Кортасар программно стремится уравновесить серьезность целей, драматизм пути – вызывающей раскованностью сознания, нравов и повадок своих героев. Дается это не просто – в тексте ощутимы напряжения, «ребра жесткости». Диалектика общего дела и безграничной свободы обретает порой конфликтный характер. Разрешение ее, по мысли автора, – в далекой временной и смысловой перспективе, где видение розы, птицы, женского лона стирает с горизонта знак доллара, а пожалуй, и эмблему серпа с молотом.

* * *

…Кортасар умер в середине 80-х, еще до того, как его творчество выявило свою несовместимость с атмосферой «конца века» и с субстанцией новой прекрасной эпохи. Конечно, и сегодня в мире немало читателей и почитателей его книг.
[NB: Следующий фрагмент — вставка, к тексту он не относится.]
PR #3123, opened 2020-09-30
cmake: update version

selsta:
bundle version still gets taken from here


xiphon (approved):
Should be the last commit before we tag the release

Но общая востребованность и «статусность» его прозы нынче намного меньше, чем несколько десятилетий назад.

Может быть – это всего лишь естественный процесс устаревания «бренда», автор которого – ровесник Первой мировой войны? Оно, конечно, так, но есть для этого причины и более специфические, связанные с параметрами социальной и культурной эволюции.

Крушение СССР и социалистического лагеря, сколь бы неуклюжей и «отягощенной злом» эта постройка ни оказалась, сыграло свою роль в закате утопического мировидения. Все-таки рухнула единственная, пусть и несовершенная, альтернатива всесилию мамоны. Заодно «завис» и кубинский эксперимент, который в последние два десятилетия жизни Кортасара служил ему компасом и критерием. Романтика и экзотика «реального социализма», будь то в восточно-европейской или латиноамериканской его ипостаси, сильно поблекла в глазах широкой интеллектуальной публики.

Но можно говорить и о более масштабных сдвигах в коллективном сознании на рубеже тысячелетий. Не стоит пытаться покрывать все смысловые гнезда растяжимой, безразмерной концепцией постмодернизма. И все же именно с постмодернизмом книги Кортасара обнаружили тканевую несовместимость. Хотя, казалось бы, столь любимые им игровые подходы и стратегии сродни этому культурному течению.

Дело в том, что аргентинский писатель всегда «играл всерьез», даже когда веселился и дурачился напропалую. Помыслы и ожидания Кортасара, что ни говори, были связаны с будущим – пусть в нем и предстояло обрести заново ценности и состояния духа, утраченные на предыдущих стадиях истории человечества. В западной же пост-кортасаровской парадигме будущее вовсе девальвировалось, утратило значимость и реальность. Частный, но показательный пример – смещение массового интереса сначала к альтернативной и фантазийной истории (представленной в сочинениях Толкина), а потом к сказочной «фэнтези» в духе серии романов Роулинг о Гарри Поттере.

Далее – веселые и жестокие литературные чудеса Кортасара, третируя быт, освещали при этом горизонты, лабиринты, пропасти экзистенции. Они по-своему свидетельствовали о «зачатье и рожденье, боли и смерти», говоря словами Гессе, – об уделе человеческом, о его константах, драматических возможностях и вариантах. Кортасар в своих книгах всегда что-то отрицает, на чем-то настаивает – пусть и запальчиво, пусть и впадая в ересь своеволия. А нынешний литературный мейнстрим – желчно-глянцевый эпатаж Бегбедера и Уэльбека вкупе с умеренно сюрреалистическими «сториз» на манер Джулиана Барнса или Иэна Макьюэна – беззаботно помещает реальность под знак вечного и малоосмысленного круговорота, делает восприятие жизни плоским, во многом конформистским и инфантильным.